Saved entries
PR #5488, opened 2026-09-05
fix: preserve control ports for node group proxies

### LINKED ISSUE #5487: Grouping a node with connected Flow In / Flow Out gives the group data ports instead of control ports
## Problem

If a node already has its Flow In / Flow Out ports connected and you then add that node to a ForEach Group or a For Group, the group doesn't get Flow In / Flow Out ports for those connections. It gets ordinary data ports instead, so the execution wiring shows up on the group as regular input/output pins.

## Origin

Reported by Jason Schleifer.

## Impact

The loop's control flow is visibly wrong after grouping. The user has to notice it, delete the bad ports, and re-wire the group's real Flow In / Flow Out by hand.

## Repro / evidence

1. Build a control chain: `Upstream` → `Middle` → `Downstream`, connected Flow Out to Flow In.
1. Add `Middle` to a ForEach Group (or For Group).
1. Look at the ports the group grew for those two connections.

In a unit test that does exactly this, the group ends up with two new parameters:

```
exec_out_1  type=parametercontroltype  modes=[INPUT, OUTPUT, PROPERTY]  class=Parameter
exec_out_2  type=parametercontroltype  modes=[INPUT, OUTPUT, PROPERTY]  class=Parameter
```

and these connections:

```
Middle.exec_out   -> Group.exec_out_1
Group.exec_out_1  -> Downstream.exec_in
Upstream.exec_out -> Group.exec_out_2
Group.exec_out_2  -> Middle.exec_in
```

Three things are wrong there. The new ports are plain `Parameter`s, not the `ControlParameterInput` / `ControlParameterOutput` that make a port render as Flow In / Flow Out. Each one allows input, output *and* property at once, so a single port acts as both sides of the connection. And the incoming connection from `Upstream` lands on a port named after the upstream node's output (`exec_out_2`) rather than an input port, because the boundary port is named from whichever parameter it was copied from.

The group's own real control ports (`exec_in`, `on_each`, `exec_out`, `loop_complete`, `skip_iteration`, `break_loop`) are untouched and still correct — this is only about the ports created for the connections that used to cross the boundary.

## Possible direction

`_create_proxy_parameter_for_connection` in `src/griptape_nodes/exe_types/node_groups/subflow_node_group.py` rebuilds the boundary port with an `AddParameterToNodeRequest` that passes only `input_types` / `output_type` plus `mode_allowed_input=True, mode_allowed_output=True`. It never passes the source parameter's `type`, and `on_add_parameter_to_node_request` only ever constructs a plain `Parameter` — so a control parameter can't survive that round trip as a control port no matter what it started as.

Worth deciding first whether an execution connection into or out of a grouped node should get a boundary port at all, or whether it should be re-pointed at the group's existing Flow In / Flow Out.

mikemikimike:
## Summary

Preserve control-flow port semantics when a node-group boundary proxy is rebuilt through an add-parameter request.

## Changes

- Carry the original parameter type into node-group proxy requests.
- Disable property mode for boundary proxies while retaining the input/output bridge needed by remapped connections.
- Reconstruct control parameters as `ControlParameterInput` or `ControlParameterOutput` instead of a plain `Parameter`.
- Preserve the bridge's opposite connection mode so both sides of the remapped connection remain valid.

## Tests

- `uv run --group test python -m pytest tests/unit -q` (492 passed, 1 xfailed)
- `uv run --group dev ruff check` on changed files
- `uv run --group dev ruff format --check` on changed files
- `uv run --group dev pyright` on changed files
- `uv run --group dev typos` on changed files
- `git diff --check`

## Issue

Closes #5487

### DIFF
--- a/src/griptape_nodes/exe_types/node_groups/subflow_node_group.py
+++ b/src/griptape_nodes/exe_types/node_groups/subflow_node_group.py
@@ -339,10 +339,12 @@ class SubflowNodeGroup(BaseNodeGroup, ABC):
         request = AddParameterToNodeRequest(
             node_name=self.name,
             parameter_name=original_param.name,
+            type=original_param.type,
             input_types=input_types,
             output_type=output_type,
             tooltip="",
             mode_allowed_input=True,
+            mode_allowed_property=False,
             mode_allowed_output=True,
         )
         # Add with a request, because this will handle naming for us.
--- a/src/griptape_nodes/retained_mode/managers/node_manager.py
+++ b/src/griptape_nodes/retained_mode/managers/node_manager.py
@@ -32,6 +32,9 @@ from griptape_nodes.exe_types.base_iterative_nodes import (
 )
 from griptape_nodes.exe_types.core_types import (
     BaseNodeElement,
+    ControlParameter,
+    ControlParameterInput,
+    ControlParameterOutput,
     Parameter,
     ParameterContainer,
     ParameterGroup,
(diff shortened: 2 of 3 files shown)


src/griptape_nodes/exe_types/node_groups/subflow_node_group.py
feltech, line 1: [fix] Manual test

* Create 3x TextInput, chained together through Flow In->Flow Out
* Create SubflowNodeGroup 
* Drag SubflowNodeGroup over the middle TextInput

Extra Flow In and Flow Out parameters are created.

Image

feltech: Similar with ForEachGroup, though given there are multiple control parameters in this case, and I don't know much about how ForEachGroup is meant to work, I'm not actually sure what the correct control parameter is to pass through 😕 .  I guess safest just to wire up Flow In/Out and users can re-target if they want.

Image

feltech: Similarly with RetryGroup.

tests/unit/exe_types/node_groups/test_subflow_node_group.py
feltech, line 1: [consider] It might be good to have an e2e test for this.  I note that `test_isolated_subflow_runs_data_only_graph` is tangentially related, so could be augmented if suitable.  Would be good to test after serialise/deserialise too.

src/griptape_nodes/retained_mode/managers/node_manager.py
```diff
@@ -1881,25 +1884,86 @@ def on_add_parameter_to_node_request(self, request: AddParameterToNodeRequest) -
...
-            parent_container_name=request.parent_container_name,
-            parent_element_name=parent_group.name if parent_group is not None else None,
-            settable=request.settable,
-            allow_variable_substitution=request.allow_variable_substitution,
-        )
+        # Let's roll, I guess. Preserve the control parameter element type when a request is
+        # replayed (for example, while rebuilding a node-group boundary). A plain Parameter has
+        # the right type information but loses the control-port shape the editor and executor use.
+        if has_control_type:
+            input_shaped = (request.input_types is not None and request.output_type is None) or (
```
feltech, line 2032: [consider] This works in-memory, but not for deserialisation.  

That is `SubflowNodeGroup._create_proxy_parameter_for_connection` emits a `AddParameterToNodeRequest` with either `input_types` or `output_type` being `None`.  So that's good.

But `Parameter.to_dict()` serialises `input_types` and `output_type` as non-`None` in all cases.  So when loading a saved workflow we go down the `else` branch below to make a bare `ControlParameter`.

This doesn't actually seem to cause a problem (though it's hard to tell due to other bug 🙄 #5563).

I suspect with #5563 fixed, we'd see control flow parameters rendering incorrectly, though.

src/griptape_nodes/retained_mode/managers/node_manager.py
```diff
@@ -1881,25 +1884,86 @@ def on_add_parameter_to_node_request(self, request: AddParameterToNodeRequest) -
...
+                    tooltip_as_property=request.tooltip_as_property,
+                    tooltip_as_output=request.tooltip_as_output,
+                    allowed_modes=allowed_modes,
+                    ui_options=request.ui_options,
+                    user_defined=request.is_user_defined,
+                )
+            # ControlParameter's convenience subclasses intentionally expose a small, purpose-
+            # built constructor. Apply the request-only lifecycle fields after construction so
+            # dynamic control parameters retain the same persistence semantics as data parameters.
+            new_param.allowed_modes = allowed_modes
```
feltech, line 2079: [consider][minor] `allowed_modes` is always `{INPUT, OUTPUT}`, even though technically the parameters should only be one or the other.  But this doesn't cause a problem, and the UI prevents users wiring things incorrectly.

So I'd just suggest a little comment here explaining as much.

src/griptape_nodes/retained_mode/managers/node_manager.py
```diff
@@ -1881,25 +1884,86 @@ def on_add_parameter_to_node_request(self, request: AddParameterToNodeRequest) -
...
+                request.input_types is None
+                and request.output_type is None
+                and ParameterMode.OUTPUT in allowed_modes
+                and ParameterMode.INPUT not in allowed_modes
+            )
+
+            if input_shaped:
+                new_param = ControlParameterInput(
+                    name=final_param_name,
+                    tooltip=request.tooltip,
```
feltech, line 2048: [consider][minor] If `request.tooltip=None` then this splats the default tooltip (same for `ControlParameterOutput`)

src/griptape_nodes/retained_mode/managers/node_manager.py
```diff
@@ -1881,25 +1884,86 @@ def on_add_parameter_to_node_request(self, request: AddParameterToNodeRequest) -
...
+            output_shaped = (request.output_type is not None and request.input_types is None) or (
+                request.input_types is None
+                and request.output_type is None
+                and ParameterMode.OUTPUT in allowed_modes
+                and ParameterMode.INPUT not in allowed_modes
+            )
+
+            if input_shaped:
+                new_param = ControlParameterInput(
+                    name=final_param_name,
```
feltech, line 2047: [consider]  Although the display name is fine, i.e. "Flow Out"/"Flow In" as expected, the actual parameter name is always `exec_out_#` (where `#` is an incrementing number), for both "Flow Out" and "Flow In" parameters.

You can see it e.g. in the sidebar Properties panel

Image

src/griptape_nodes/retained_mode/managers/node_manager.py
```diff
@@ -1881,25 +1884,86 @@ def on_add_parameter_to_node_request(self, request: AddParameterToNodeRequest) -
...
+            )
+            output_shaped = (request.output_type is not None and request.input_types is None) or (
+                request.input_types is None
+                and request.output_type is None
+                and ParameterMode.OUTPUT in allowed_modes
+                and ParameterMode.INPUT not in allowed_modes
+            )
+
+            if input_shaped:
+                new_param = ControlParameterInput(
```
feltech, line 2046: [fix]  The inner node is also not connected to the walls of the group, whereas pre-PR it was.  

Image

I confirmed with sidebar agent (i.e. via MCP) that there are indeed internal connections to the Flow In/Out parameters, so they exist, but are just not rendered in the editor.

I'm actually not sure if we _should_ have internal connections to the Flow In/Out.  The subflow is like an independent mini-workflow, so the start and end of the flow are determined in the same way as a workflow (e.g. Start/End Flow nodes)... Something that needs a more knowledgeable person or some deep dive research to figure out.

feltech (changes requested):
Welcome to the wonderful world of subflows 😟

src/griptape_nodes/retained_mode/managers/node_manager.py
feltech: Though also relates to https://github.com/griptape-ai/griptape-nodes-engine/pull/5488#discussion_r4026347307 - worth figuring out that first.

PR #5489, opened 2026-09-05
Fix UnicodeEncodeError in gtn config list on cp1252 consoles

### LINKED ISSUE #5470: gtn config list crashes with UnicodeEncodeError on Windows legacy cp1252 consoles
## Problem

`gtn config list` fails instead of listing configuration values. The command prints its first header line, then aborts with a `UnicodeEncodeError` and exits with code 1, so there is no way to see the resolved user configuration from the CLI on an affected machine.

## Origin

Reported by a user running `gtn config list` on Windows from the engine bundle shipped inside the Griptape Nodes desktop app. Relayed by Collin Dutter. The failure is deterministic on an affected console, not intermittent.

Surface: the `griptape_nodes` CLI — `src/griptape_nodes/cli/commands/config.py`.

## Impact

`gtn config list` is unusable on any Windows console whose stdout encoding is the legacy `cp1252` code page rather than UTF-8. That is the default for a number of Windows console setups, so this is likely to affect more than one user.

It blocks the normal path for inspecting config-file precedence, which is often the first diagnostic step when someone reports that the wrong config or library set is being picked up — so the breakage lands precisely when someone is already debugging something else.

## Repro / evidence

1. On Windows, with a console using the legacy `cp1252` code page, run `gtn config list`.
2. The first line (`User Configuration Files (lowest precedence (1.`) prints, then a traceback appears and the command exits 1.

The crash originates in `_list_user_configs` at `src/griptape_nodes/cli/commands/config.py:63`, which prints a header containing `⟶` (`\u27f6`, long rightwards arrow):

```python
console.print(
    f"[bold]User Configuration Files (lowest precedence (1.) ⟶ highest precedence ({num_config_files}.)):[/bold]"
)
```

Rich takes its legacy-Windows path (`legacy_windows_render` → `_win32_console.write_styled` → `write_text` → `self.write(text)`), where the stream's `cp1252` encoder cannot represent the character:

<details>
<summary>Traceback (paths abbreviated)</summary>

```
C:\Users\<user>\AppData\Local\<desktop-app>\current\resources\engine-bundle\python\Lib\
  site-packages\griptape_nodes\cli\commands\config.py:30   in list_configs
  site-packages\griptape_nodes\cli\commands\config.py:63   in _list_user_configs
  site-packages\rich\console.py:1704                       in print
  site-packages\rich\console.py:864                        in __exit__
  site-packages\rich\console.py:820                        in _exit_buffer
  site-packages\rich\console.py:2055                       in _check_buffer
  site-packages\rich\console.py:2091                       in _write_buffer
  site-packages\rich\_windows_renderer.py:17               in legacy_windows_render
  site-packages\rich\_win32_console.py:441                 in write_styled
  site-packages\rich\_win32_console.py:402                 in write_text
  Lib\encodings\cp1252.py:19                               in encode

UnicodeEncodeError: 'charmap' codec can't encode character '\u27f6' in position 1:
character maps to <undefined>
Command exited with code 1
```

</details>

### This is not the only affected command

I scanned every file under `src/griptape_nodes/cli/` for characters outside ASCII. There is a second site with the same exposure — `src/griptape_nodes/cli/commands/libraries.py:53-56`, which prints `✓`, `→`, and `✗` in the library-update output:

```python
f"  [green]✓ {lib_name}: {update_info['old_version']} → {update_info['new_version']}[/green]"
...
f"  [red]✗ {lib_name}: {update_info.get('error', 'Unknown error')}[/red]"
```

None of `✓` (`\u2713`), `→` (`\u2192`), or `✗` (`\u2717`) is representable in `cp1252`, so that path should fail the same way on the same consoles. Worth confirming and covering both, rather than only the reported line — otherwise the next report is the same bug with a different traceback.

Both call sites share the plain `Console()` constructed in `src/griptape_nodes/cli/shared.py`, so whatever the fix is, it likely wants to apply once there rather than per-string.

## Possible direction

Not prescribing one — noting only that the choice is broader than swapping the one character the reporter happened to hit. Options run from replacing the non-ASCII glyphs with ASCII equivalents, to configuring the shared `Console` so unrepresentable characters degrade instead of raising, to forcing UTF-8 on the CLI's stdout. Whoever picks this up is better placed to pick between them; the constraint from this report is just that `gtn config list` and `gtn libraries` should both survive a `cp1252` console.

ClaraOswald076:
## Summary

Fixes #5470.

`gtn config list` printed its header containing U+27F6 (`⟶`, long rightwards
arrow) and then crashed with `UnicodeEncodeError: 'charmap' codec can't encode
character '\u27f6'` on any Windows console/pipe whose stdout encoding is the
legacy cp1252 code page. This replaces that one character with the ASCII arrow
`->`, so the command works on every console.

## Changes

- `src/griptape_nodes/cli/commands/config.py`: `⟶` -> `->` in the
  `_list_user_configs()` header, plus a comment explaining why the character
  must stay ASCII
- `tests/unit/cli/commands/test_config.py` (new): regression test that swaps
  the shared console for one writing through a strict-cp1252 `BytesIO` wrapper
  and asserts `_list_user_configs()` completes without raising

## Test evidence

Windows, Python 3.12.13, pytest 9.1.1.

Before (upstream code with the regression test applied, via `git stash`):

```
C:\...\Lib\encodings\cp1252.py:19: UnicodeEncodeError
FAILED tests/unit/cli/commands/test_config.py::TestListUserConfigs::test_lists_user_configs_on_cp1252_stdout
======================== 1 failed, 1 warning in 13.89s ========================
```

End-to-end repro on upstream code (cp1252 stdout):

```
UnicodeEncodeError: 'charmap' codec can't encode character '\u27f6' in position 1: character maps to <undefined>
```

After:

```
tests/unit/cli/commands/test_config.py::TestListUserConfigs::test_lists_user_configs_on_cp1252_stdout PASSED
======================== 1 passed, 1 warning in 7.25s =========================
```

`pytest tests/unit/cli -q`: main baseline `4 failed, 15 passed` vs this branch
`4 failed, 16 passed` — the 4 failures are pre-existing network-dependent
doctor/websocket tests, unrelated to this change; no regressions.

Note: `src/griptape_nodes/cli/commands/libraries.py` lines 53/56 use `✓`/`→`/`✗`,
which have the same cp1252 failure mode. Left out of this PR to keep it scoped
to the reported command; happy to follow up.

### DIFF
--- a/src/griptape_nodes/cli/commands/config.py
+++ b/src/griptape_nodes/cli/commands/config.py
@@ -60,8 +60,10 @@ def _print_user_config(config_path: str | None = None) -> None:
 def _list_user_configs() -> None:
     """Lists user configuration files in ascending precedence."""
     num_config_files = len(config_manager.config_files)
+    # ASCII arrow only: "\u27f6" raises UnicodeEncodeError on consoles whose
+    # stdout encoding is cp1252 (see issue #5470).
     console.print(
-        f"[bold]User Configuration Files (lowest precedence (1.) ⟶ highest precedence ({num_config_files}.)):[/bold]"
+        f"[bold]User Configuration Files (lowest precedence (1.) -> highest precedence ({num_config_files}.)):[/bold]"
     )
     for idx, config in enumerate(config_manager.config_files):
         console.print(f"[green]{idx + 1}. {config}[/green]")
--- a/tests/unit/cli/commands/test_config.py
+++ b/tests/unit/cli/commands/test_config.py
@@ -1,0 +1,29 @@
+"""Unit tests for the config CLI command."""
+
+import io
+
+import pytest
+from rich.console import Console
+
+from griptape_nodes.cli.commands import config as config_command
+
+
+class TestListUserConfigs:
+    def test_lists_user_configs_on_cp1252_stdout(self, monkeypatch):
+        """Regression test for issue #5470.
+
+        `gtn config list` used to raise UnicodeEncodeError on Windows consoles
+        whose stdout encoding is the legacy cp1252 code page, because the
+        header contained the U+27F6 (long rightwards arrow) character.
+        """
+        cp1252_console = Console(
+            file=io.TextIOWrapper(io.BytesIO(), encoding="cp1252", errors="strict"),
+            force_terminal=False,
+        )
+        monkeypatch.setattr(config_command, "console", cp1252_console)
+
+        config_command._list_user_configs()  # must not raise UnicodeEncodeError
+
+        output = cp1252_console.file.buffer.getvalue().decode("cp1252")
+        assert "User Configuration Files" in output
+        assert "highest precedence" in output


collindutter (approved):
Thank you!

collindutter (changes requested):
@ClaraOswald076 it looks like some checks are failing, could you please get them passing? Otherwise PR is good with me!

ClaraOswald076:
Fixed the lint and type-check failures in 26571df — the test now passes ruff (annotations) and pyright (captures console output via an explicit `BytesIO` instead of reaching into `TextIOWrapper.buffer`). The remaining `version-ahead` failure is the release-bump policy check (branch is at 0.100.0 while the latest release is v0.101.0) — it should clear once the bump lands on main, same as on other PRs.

■ WHAT IS EXPECTED: Show all lines above holding "highest".

■ OUTPUT OF THE EXERCISE:
    f"[bold]User Configuration Files (lowest precedence (1.) ⟶ highest precedence ({num_config_files}.)):[/bold]"
-        f"[bold]User Configuration Files (lowest precedence (1.) ⟶ highest precedence ({num_config_files}.)):[/bold]"
+        f"[bold]User Configuration Files (lowest precedence (1.) -> highest precedence ({num_config_files}.)):[/bold]"
+        assert "highest precedence" in output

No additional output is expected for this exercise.